COP29 closes in on a minimum agreement on climate financing amid chaos to save the summit

The COP29 climate summit, after a chaotic extension, has come to a close, an agreement that saves the face of climate diplomacy: rich countries have agreed to contribute 300 billion annually from 2035 to help poorer countries cut CO2 emissions And adapt to the climate crisis. They are Rs 50,000 million more than the initial offer. The text assumes that these countries need $1.3 trillion annually.

The summit has threatened ruin this Saturday. Island states such as the Marshall Islands and the Group of Least Developed Countries left the negotiating table when they noted that the amount of that fund had not changed from the first version. increase of the same amount And the inclusion of a vague mention that a plan will be developed to reach $1.3 trillion: They have called it 1.3 trillion roadmapIn that sheet, they express, “Transfers and instruments that do not generate more debt,” should be one of the capital concerns of the countries of the Global South.

How close the abyss had come was underlined by the long applause in the plenary session. However, India has completely rejected this way of adopting the agreement.

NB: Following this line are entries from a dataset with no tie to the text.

PR #6645, opened 2024-04-26
Add OpenTherm component (part 1: communication layer and hub)

olegtarasov:

This PR adds a new component that allows ESPHome to communicate with OpenTherm devices via a hardware bridge.

OpenTherm (OT) is a standard communications protocol used in central heating systems for the communication between a central heating appliances and a thermostatic controller.

EDIT: Right after finishing all the work of fixing linter errors, I saw a small “integration: opentherm“ label and discovered another open pull request: https://github.com/esphome/esphome/pull/3921 😂  

I would still argue for my implementation (which is based on Arthur Rump's work here: https://github.com/arthurrump/esphome-opentherm) for the following reasons:

1. I replaced Ihor Melnik's underlying OpenTherm communication library with code based on Jiří Praus' implementation (https://github.com/jpraus/arduino-opentherm). I would argue that it's conceptually more robust, since it uses hardware timers to sample OpenTherm signal levels, and thus doesn't rely on measuring the amount of milliseconds passed from a previous event. It's also more stable because some timer samples can be safely lost and message would still be correctly decoded, as opposed to Ihor Melnik's implementation, where loss of a single interrupt signal leads to OpenTherm message getting decoded incorrectly. This proved to be an issue when sharing a single ESP device between OpenTherm component and Dallas temperature sensors. And as a final argument, my implementation allows fine-grained protocol debugging, where faulty frames can be logged with precision of a single incorrect bit.
2. Arthur Rump's implementation generates C++ code dynamically, so if some OpenTherm sensors are not used (and most of them are not used, since most boilers don't support the full set of sensors), the code for their handling is simply not generated.

## Types of changes

- [ ] Other

**Pull request in [esphome-docs](https://github.com/esphome/esphome-docs) with documentation (if applicable):** esphome/esphome-docs#3800

## Test Environment

- [x] ESP32
- [x] ESP32 IDF
- [x] ESP8266
- [ ] RP2040
- [ ] BK72xx
- [ ] RTL87xx

```yaml

esphome:

esp8266:
  board: d1_mini

opentherm:
  in_pin: 1
  out_pin: 2

number:
  - platform: opentherm
    t_set:

```

## Checklist:

# WARNING! This is a partial PR!

I'm following the advice in https://github.com/esphome/esphome/discussions/7170#discussioncomment-10268270 and splitting this PR into parts. The first part contains communication code only, no sensors.

If you want to try this component out, please use it as an external component from my repository: https://github.com/olegtarasov/esphome-opentherm.


olegtarasov:
@jesserockz Hi! Can you please take a look at this pull request? It adds a new OpenTherm component to control various boilers through a hardware bridge. There is also another open pull request that implements a smaller subset of this functionality: https://github.com/esphome/esphome/pull/3921. I would argue that my PR should be accepted instead, for the following reasons:

1. I use completely async communication by default, where both conversation phases — send and receive — don't block the loop. The other implementation blocks the loop while sending data, while their receive is async.
2. This implementation uses more robust OpenTherm protocol handling which doesn't rely on measuring elapsed timespans by hand. Instead I use a timer to sample IO levels at regular intervals, so the code is more resistant to low-level protocol fluctuations and doesn't suffer when other components block the loop for too long. The other implementation will break if such components are enabled along with it.
3. This implementation is better structured to diagnose low-level protocol failures. You can debug protocol errors with 1-bit precision, which is not the case with the other PR.
4. Arthur Rump's component, on which this PR is based, supports defining control signals as a `numer`, `output` or as an input sensor, whereas the other PR supports only `number` outputs, requiring additional work to connect them to Climate components. So this implementation leads to cleaner config files.
5. This component generates C++ code dynamically, based on what sensors and control signals are used in config. If sensors are not used (and most of them are not on account of many boilers not supporting large portions of OpenTherm standard), their corresponding code is not generated.

jesserockz:
I know literally nothing about OpenTherm myself.

I can only provide a review in terms of ESPHome functionality and code safety/style.

I cannot simply choose one PR over another (apart from saying first in first served), and really need all PR authors to come to a consensus together. The better thing to do would have been to base your work off of the PR that was created first to add extra functionality or at least talk to the author of https://github.com/esphome/esphome/pull/3921 which I see none of.

Please work together with other contributors to make ESPHome better for all.

There is also now #7169 which does OpenTherm in another way, although as per my comment on that PR, I do not like the use of a restrictive Arduino library.

Please use https://github.com/esphome/esphome/discussions/7170 to discuss.

esphome/components/opentherm/__init__.py
```diff
@@ -0,0 +1,48 @@
...
+        {
+            cv.GenerateID(): cv.declare_id(OpenthermHub),
+            cv.Required("in_pin"): pins.internal_gpio_input_pin_schema,
+            cv.Required("out_pin"): pins.internal_gpio_output_pin_schema,
+            cv.Optional("ch_enable", True): cv.boolean,
+            cv.Optional("dhw_enable", True): cv.boolean,
+            cv.Optional("cooling_enable", False): cv.boolean,
+            cv.Optional("otc_active", False): cv.boolean,
+            cv.Optional("ch2_active", False): cv.boolean,
+            cv.Optional("sync_mode", False): cv.boolean,
```
jesserockz: All config items should be using consts for the keys: `CONF_CH_ENABLE`

Maybe even better to use existing consts for the pins, `CONF_TX_PIN` / `CONF_RX_PIN`?

esphome/components/opentherm/hub.h
```diff
@@ -0,0 +1,110 @@
...
+  void add_initial_message(MessageId message_id) { this->initial_messages_.insert(message_id); }
+  // Add a request to the set of repeating requests. Note that a large number of repeating
+  // requests will slow down communication with the boiler. Each request may take up to 1 second,
+  // so with all sensors enabled, it may take about half a minute before a change in setpoint
+  // will be processed.
+  void add_repeating_message(MessageId message_id) { this->repeating_messages_.insert(message_id); }
+
+  // There are five status variables, which can either be set as a simple variable,
+  // or using a switch. ch_enable and dhw_enable default to true, the others to false.
+  bool ch_enable = true, dhw_enable = true, cooling_enable = false, otc_active = false, ch2_active = false;
```
jesserockz, line 91: If these values have defaults, they should be in the schema itself so it is visible to users in validation dump.

esphome/components/opentherm/hub.h
```diff
@@ -0,0 +1,110 @@
...
+namespace esphome {
+namespace opentherm {
+
+// OpenTherm component for ESPHome
+class OpenthermHub : public Component {
+ protected:
+  // Communication pins for the OpenTherm interface
+  InternalGPIOPin *in_pin_, *out_pin_;
+  // The OpenTherm interface
+  OpenTherm *opentherm_;
```
jesserockz: Since this is only referenced in one place and never shared anywhere else we can safely use a unique ptr here
```suggestion
  std::unique_ptr<OpenTherm> opentherm_;
```

esphome/components/opentherm/hub.cpp
```diff
@@ -0,0 +1,331 @@
...
+
+void OpenthermHub::process_response(OpenthermData &data) {
+  ESP_LOGD(OT_TAG, "Received OpenTherm response with id %d (%s)", data.id,
+           opentherm_->message_id_to_str((MessageId) data.id));
+  ESP_LOGD(OT_TAG, "%s", opentherm_->debug_data(data).c_str());
+}
+
+void OpenthermHub::setup() {
+  ESP_LOGD(OT_TAG, "Setting up OpenTherm component");
+  this->opentherm_ = new OpenTherm(this->in_pin_, this->out_pin_);  // NOLINT because hub is never deleted
```
jesserockz:
```suggestion
  this->opentherm_ = make_unique<OpenTherm>(this->in_pin_, this->out_pin_);
```

esphome/components/opentherm/hub.cpp
```diff
@@ -0,0 +1,331 @@
...
+  if (!this->opentherm_->initialize()) {
+    ESP_LOGE(OT_TAG, "Failed to initialize OpenTherm protocol. See previous log messages for details.");
+    return;
```
jesserockz, line 62:
```suggestion
		this->mark_failed();
    return;
```

esphome/components/opentherm/hub.cpp
```diff
@@ -0,0 +1,331 @@
...
+  }
+
+  // Ensure that there is at least one request, as we are required to
+  // communicate at least once every second. Sending the status request is
+  // good practice anyway.
+  this->add_repeating_message(MessageId::STATUS);
+
+  this->current_message_iterator_ = this->initial_messages_.begin();
+  initialized_ = true;
```
jesserockz: With `this->mark_failed()` setting a boolean is not required.
```suggestion
```

esphome/components/opentherm/hub.cpp
```diff
@@ -0,0 +1,331 @@
...
+}
+
+void OpenthermHub::on_shutdown() { this->opentherm_->stop(); }
+
+void OpenthermHub::loop() {
+  if (!initialized_)
+    return;
+
```
jesserockz:
```suggestion
```

esphome/components/opentherm/hub.h
```diff
@@ -0,0 +1,110 @@
...
+  // Indicates if we are still working on the initial requests or not
+  bool sending_initial_ = true;
+  // Index for the current request in one of the _requests sets.
+  std::unordered_set<MessageId>::const_iterator current_message_iterator_;
+
+  uint32_t last_conversation_start_ = 0;
+  uint32_t last_conversation_end_ = 0;
+  OperationMode last_mode_ = IDLE;
+  OpenthermData last_request_;
+  bool initialized_ = false;
```
jesserockz:
```suggestion
```

esphome/components/opentherm/hub.cpp
```diff
@@ -0,0 +1,331 @@
...
+  if (sync_mode_) {
+    sync_loop_();
```
jesserockz: Please make sure **all** member variables and function calls have `this->` prefixed.
```suggestion
  if (this->sync_mode_) {
    this->sync_loop_();
```

esphome/components/opentherm/opentherm.h
```diff
@@ -0,0 +1,348 @@
...
+#include <sstream>
+#include <iomanip>
+#include "esphome/core/hal.h"
+#include "esphome/core/log.h"
+
+#if defined(ESP32) || defined(USE_ESP_IDF)
+#include "driver/timer.h"
+#endif
+
+#define OT_TAG "opentherm"
```
jesserockz: For consistency across ESPHome, please use `static const char *const TAG` in the c++ files

esphome/components/opentherm/opentherm.h
```diff
@@ -0,0 +1,348 @@
...
+
+#define readBit(value, bit) (((value) >> (bit)) & 0x01)
+#define setBit(value, bit) ((value) |= (1UL << (bit)))
+#define clearBit(value, bit) ((value) &= ~(1UL << (bit)))
+#define writeBit(value, bit, bitvalue) ((bitvalue) ? setBit(value, bit) : clearBit(value, bit))
```
jesserockz: Please make these regular `constexpr` functions in the c++ file.

esphome/components/opentherm/opentherm.h
```diff
@@ -0,0 +1,348 @@
...
+#ifdef ESP8266
+  // ESP8266 timer can accept callback with no parameters, so we have this hack to save a static instance of OpenTherm
+  static OpenTherm *instance_;
+#endif
+};
+
+template<typename T> void int_to_hex(std::stringstream &stream, T i) {
+  std::ostream out(stream.rdbuf());
+  out << std::showbase << std::setfill('0') << std::setw(sizeof(T) * 2) << std::hex << i;
+}
```
jesserockz: `helpers.h` has an existing `format_hex` function to do this too.
Less duplication is better where possible =)

esphome/components/opentherm/hub.cpp
```diff
@@ -0,0 +1,331 @@
...
+  data.valueLB = 0;
+
+  // First, handle the status request. This requires special logic, because we
+  // wouldn't want to inadvertently disable domestic hot water, for example.
+  // It is also included in the macro-generated code below, but that will
+  // never be executed, because we short-circuit it here.
+  if (request_id == MessageId::STATUS) {
+    // NOLINTBEGIN
+    bool const ch_enabled = this->ch_enable &&
+#ifdef OPENTHERM_READ_ch_enable
```
jesserockz: Where do these come from exactly? I don't see them being optionally set even...

esphome/components/opentherm/hub.cpp
```diff
@@ -0,0 +1,331 @@
+#include "hub.h"
+
+#include <string>
+
+// Disable incomplete switch statement warnings, because the cases in each
+// switch are generated based on the configured sensors and inputs.
+#pragma GCC diagnostic push
+#pragma GCC diagnostic ignored "-Wswitch"
```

Irene Rubiera, from the legal sector of Ecologistas en Acion, believes that “the step we have seen in the latest text amount This is another example of the complete lack of respect for economics, this process, multilateralism and international climate law as a whole. The COP is the only legal space in which the South and those most affected can look to the North and demand responsibilities and responses for their actions.”

Other important texts of this agreement, which talk about cutting fossil fuel emissions (mitigation), ultimately did not include the taboo words again in the COP: fossil fuels. The guidelines to implement last year’s findings on how the Paris Agreement is going (global stocktaking) “reaffirm” what was achieved in Dubai, (transition away from fossil fuels), but oil, coal Or not to mention gas: the fuel that causes most CO2 emissions, i.e. the cause of climate change.

These guidelines should guide new national climate plans that countries must submit next year. These plans are commitments that states make to meet the objective of limiting global warming to less than 2ºC,

During the two weeks in Baku the Saudi Arabian delegation has made it clear that they will not accept any mention of fossil fuels. He has been called the “wrecking ball” of negotiations at the COP. The Azeri President of the host country Ilham Aliyev himself made the tone of the first day of the summit very clear: in his opening speech he called these fuels “God’s gift.”

The COP was due to end this Friday, but President Babayev’s compromise proposals sparked a flood of complaints. Several delegations from poorer states asked whether the text was “a joke”. in his opinion amount 250 billion euros by 2030 was completely inadequate, taking into account that economic experts have calculated that they need a trillion dollars.

But rich countries don’t really like to do direct money transfers because they like to have some control over where the money is going. Valvanera Ulargui, director of the Spanish Climate Change Office, made this point when she said that “public money is useful for developing countries and our commitment is to increase that contribution”, that is, to use it in the deployment of renewable energy against fossil goes. Fuel or adapt programs to the impacts of climate change.

This has been the push and pull of the entire summit. And this is the result.